Marketers fancy themselves as the suave and glamorous echelon of business, epitomised by the slick advertising executives of Hollywood legend. However best practice in modern marketing is fast becoming more ‘Revenge of the Nerds’ than ‘Mad Men’.
Marketing agencies have traditionally strived for the ‘big idea’, super creative ideas so clever they explode brand awareness and drive sales. The ‘bugger’ Toyota advertisements are a classic Kiwi example.
Increasingly ‘big data’ i.e. making decisions based on lots of market information, rather than creative instinct, is becoming just as important in the selling game.
One reason for this is because so much buying, and research about buying, is being conducted online. From bananas to Boeings, at least some of your buying process is being done using the internet.

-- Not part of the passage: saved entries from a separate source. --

PR #6975, opened 2025-04-09
fix(amazonq): Grouping read tool messages under contextList

laileni-aws:
## Problem
- We show read tool message for each file read which is occupying the entire chat with these messages which is not super important.

## Solution
- Group all the read tool messaged under ContextList.
image

---

### DIFF
--- a/packages/core/src/codewhispererChat/controllers/chat/controller.ts
+++ b/packages/core/src/codewhispererChat/controllers/chat/controller.ts
@@ -716,9 +716,18 @@ export class ChatController {
                         try {
                             await ToolUtils.validate(tool)
 
-                            const chatStream = new ChatStream(this.messenger, tabID, triggerID, toolUse, {
-                                requiresAcceptance: false,
-                            })
+                            const chatStream = new ChatStream(
+                                this.messenger,
+                                tabID,
+                                triggerID,
+                                { ...toolUse, toolUseId: `${toolUse.toolUseId}-output` },
+                                session,
+                                undefined,
+                                false,
+                                {
+                                    requiresAcceptance: false,
+                                }
+                            )
                             if (tool.type === ToolType.FsWrite && toolUse.toolUseId) {
                                 const backup = await tool.tool.getBackup()
                                 session.setFsWriteBackup(toolUse.toolUseId, backup)
--- a/packages/core/src/codewhispererChat/controllers/chat/controller.ts
+++ b/packages/core/src/codewhispererChat/controllers/chat/controller.ts
@@ -1178,6 +1178,7 @@ export class ChatController {
     private async processPromptMessageAsNewThread(message: PromptMessage) {
         const session = this.sessionStorage.getSession(message.tabID)
         session.clearListOfReadFiles()
+        session.clearListOfReadFolders()
         session.setShowDiffOnFileWrite(false)
         this.editorContextExtractor
             .extractContextForTrigger('ChatMessage')
--- a/packages/core/src/codewhispererChat/controllers/chat/controller.ts
+++ b/packages/core/src/codewhispererChat/controllers/chat/controller.ts
@@ -720,7 +720,7 @@ export class ChatController {
                                 this.messenger,
                                 tabID,
                                 triggerID,
-                                { ...toolUse, toolUseId: `${toolUse.toolUseId}-output` },
+                                toolUse,
                                 session,
                                 undefined,
                                 false,
--- a/packages/core/src/codewhispererChat/controllers/chat/messenger/messenger.ts
+++ b/packages/core/src/codewhispererChat/controllers/chat/messenger/messenger.ts
@@ -3,7 +3,6 @@
  * SPDX-License-Identifier: Apache-2.0
  */
 
-import * as vscode from 'vscode'
 import { waitUntil } from '../../../../shared/utilities/timeoutUtils'
 import {
     AppToWebViewMessageDispatcher,
@@ -284,23 +283,18 @@ export class Messenger {
                                     session.setShowDiffOnFileWrite(true)
                                     changeList = await tool.tool.getDiffChanges()
                                 }
-
-                                let lineCount = 0
                                 if (tool.type === ToolType.FsRead) {
                                     const input = toolUse.input as unknown as FsReadParams
-                                    if (input?.path) {
-                                        // Calculate the number of lines in input?.path
-                                        const fileUri = vscode.Uri.file(input?.path)
-                                        const fileContent = await vscode.workspace.fs.readFile(fileUri)
-                                        const fileContentString = new TextDecoder().decode(fileContent)
-                                        lineCount = fileContentString.split('\n').length
+                                    // Check if this file path is already in the readFiles list
+                                    const isFileAlreadyRead = session.readFiles.some(
+                                        (file) => file.relativeFilePath === input.path
+                                    )
+                                    if (!isFileAlreadyRead) {
+                                        session.addToReadFiles({
+                                            relativeFilePath: input?.path,
+                                            lineRanges: [{ first: -1, second: -1 }],
+                                        })
                                     }
-                                    const [start, end] = input?.readRange ?? [0, lineCount - 1]
-
-                                    session.addToReadFiles({
-                                        relativeFilePath: input?.path,
-                                        lineRanges: [{ first: start, second: end }],
-                                    })
                                 } else if (tool.type === ToolType.ListDirectory) {
                                     const input = toolUse.input as unknown as ListDirectoryParams
                                     session.setReadFolders({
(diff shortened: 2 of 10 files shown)


packages/core/src/codewhispererChat/controllers/chat/controller.ts
```diff
@@ -716,9 +716,18 @@ export class ChatController {
...
                             await ToolUtils.validate(tool)
 
-                            const chatStream = new ChatStream(this.messenger, tabID, triggerID, toolUse, {
-                                requiresAcceptance: false,
-                            })
+                            const chatStream = new ChatStream(
+                                this.messenger,
+                                tabID,
+                                triggerID,
+                                { ...toolUse, toolUseId: `${toolUse.toolUseId}-output` },
```
jguoamz, line 723: why do we need this?
>${toolUse.toolUseId}-output

packages/core/src/codewhispererChat/controllers/chat/messenger/messenger.ts
```diff
@@ -508,6 +536,26 @@ export class Messenger {
...
+        this.dispatcher.sendChatMessage(
+            new ChatMessage(
+                {
+                    message: '',
+                    messageType: 'answer',
+                    followUps: undefined,
+                    followUpsHeader: undefined,
+                    relatedSuggestions: undefined,
+                    triggerID,
+                    messageID: toolUseId ?? 'toolUse',
```
jguoamz, line 549: this string should always exists?

laileni-aws: You mean `messageID`, Yes we need this to show the read tool view as we are using `onChatAnswerUpdated`

packages/core/src/codewhispererChat/controllers/chat/controller.ts
laileni-aws: Legacy change
Removing this !

packages/core/src/codewhispererChat/controllers/chat/messenger/messenger.ts
```diff
@@ -601,29 +651,59 @@ export class Messenger {
...
+                        relatedSuggestions: undefined,
+                        triggerID,
+                        messageID: messageIdToUpdate ?? toolUse?.toolUseId ?? '',
+                        userIntent: undefined,
+                        codeBlockLanguage: undefined,
+                        contextList: session.readFiles,
+                        canBeVoted: false,
+                        buttons,
+                        fullWidth: false,
+                        padding: true,
```
ctlai95, line 671: padding should be false?

packages/core/src/codewhispererChat/tools/chatStream.ts
```diff
@@ -22,28 +24,49 @@ export class ChatStream extends Writable {
...
         private readonly changeList?: Change[],
         private readonly logger = getLogger('chatStream')
     ) {
         super()
-        this.logger.debug(`ChatStream created for tabID: ${tabID}, triggerID: ${triggerID}`)
-        this.messenger.sendInitalStream(tabID, triggerID)
+        this.logger.debug(
+            `ChatStream created for tabID: ${tabID}, triggerID: ${triggerID}, session: ${session.readFiles}, emitEvent to mynahUI: ${emitEvent}`
+        )
+        if (toolUse?.name === ToolType.FsRead && emitEvent) {
```
ctlai95, line 39: Can we do these checks outside? chatStream should not be aware of any specific tool

packages/core/src/codewhispererChat/controllers/chat/controller.ts
ctlai95: Is this not needed because of the emitEvent flag?

packages/core/src/codewhispererChat/tools/chatStream.ts
```diff
@@ -22,28 +24,49 @@ export class ChatStream extends Writable {
         private readonly tabID: string,
         private readonly triggerID: string,
         private readonly toolUse: ToolUse | undefined,
+        private readonly session: ChatSession,
```
ctlai95, line 27: Why do we need to pass in session?

packages/core/src/codewhispererChat/tools/chatStream.ts
```diff
@@ -22,28 +24,49 @@ export class ChatStream extends Writable {
...
-        this.messenger.sendInitalStream(tabID, triggerID)
+        this.logger.debug(
+            `ChatStream created for tabID: ${tabID}, triggerID: ${triggerID}, session: ${session.readFiles}, emitEvent to mynahUI: ${emitEvent}`
+        )
+        if (toolUse?.name === ToolType.FsRead && emitEvent) {
+            if (!messageIdToUpdate) {
+                // If messageIdToUpdate is undefined, we need to first create an empty message
+                // with messageId so it can be updated later
+                this.messenger.sendInitialToolMessage(tabID, triggerID, toolUse?.toolUseId)
+            }
```
ctlai95, line 44:
```suggestion
        if (toolUse?.name === ToolType.FsRead && emitEvent && !messageIdToUpdate) {
              // If messageIdToUpdate is undefined, we need to first create an empty message
              // with messageId so it can be updated later
              this.messenger.sendInitialToolMessage(tabID, triggerID, toolUse?.toolUseId)
```

packages/core/src/codewhispererChat/controllers/chat/messenger/messenger.ts
```diff
@@ -601,29 +651,59 @@ export class Messenger {
...
-                    canBeVoted: false,
-                    buttons,
-                    fullWidth,
-                    padding,
-                    header,
-                    codeBlockActions,
-                },
-                tabID
+        if (toolUse?.name === ToolType.FsRead) {
+            this.dispatcher.sendToolMessage(
```
ctlai95, line 655: I think it might be cleaner if you move this check inside sendToolMessage

packages/core/src/codewhispererChat/controllers/chat/controller.ts
laileni-aws: Question: Why do we need to modify the toolUseId in first place?

packages/core/src/codewhispererChat/controllers/chat/messenger/messenger.ts
laileni-aws: I am using `sendToolMessage` for FsRead and ListDirectory and `sendChatMessage` for FsWrite and ExecuteBash tool output.

packages/core/src/codewhispererChat/tools/chatStream.ts
ctlai95: but the Messenger class can already access session

packages/core/src/codewhispererChat/controllers/chat/messenger/messenger.ts
ctlai95: but can we not always use `sendToolMessage` and then inside that function have a condition to use `onChatAnswerUpdated` or `onChatAnswerReceived`

packages/core/src/codewhispererChat/controllers/chat/controller.ts
laileni-aws: I did not get this but I am not facing any issue if I use `toolUse` here and I did not get why we need to modify `{ ...toolUse, toolUseId: `${toolUse.toolUseId}-output` }` 


May be I am missing something here.

packages/core/src/codewhispererChat/controllers/chat/messenger/messenger.ts
laileni-aws: Where do we have this conditional logic?
We can not do this in webview ?
I think not in connector.ts too So, messenger will be the best place to do this!

packages/core/src/codewhispererChat/tools/chatStream.ts
ashishrp-aws: the other option makes sense.

ctlai95: My bad, I didn't realize other methods are also passing it in. This is fine then

packages/core/src/codewhispererChat/controllers/chat/messenger/messenger.ts
```diff
@@ -520,48 +584,92 @@ export class Messenger {
...
         toolUse: ToolUse | undefined,
+        session: ChatSession,
+        messageIdToUpdate: string | undefined,
         validation: CommandValidation,
         changeList?: Change[]
     ) {
+        // Handle read tool and list directory messages
+        if (toolUse?.name === ToolType.FsRead || toolUse?.name === ToolType.ListDirectory) {
+            return this.sendReadAndListDirToolMessage(toolUse, session, tabID, triggerID, messageIdToUpdate)
+        }
```
ctlai95, line 644: nit: this is still confusing, I think the condition should not happen in this function and always call processToolMessage

ctlai95 (approved):
Approving to unblock, please follow up in a future PR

The revelation for marketers in this online era is how much data they have at their fingertips. Website traffic, email response rates, click-throughs, impressions, connections, likes, follows, digs, tweets, links, blog posts and a wealth of other numbers. Marketers are awash with data, and you need to be a bit of a nerd to make the most of it.
‘Nerd’ marketers play an increasing role in the US technology sector, the world’s most successful. A recent study from the US Software & Information Industry Association (SIIA) revealed best practice there to be a lot more about crunching numbers than sitting around dreaming up ideas over a cappuccino.
Participants in the SIIA study were across a range of companies, around 50% were comparable with the typical Kiwi firm with less than 50 staff.
Unsurprisingly the overwhelming emphasis of the report was on the use of online marketing tools, especially social media (i.e. communicating with customer and prospective customers using shared online channels including Twitter, Facebook and LinkedIn). For these organisations using social media is as normal as having a website, with 98% employing it to market their technology-based products and services.
69% cited a positive impact from social media on their business, and consequently were focussed on it, with 60% spending more than five hours per week on it. Most respondents intended to increase social media spend next year.
The online channels they were planning to use more, in priority order, were LinkedIn, Twitter, Blogs, YouTube and Facebook. Companies main use for social media channels were informing their target market about events like tradeshows and webinars; and promoting ‘content’ such as case studies, white papers and blogs.
Measuring social media was done through similar metrics to other online activity (i.e. web traffic), but also the number of connections and conversations.
The SIIA results are broadly similar to the Market Measures study of technology firms conducted in New Zealand, except the US firms have a firmer commitment to social media.
Virtually everyone in the US study was using social media, updating it regularly, and using it intentionally to push content out and bring people to events to establish direct contact.
Channels used are the same as Kiwi firms – the giant global sites like LinkedIn, Twitter and Facebook. The real difference is US firms are more likely use them as part of a ‘system’, i.e. using social media to draw people to their website, engaging them online and then nurturing them into leads for their sales people.
There was a greater emphasis on measuring the return on social media investment, and a prediction from the SIIA that “data analytics will play a big role in the evolving role of marketing.” In other words, the geeks will increasingly replace the silver-tongues in the marketing world.
Given the rising importance of the information and communications technology (ICT) sector to New Zealand, we need to get better at mastering this new era of big data-based marketing.
Statistics New Zealand last week released their report into the ICT sector in New Zealand, calculating $23 billion of ICT goods and services were traded in 2012, $1.6 billion of which are in the form of exports.
This export figure was 4% ahead of the 2010 figure, and included $570 million of electronic products and $300 million of ICT consulting and development services. Interestingly this services segment has jumped 33% since 2010, an indication of our growing reputation as an international exporter of ICT know-how.
Businesses in the SIIA report cited two marketing challenges as their biggest barriers to growth. 40% said “delays in obtaining customer’s decision to purchase” was their principal problem, while 35% indicated “strength of competition” was an impediment.
In a marketing sense that means providing tools to help customers understand and select your product, and being able to differentiate your brand clearly from other providers are the two key challenges for our ICT exporters. Challenges that need to be met with smart use of online marketing channels.
To use these tools effectively it is critical to be able to gather, process and analyse the data that results. For the marketers of the future, in the words of the original Revenge of the Nerds movie, “it’s time for the odd to get even.”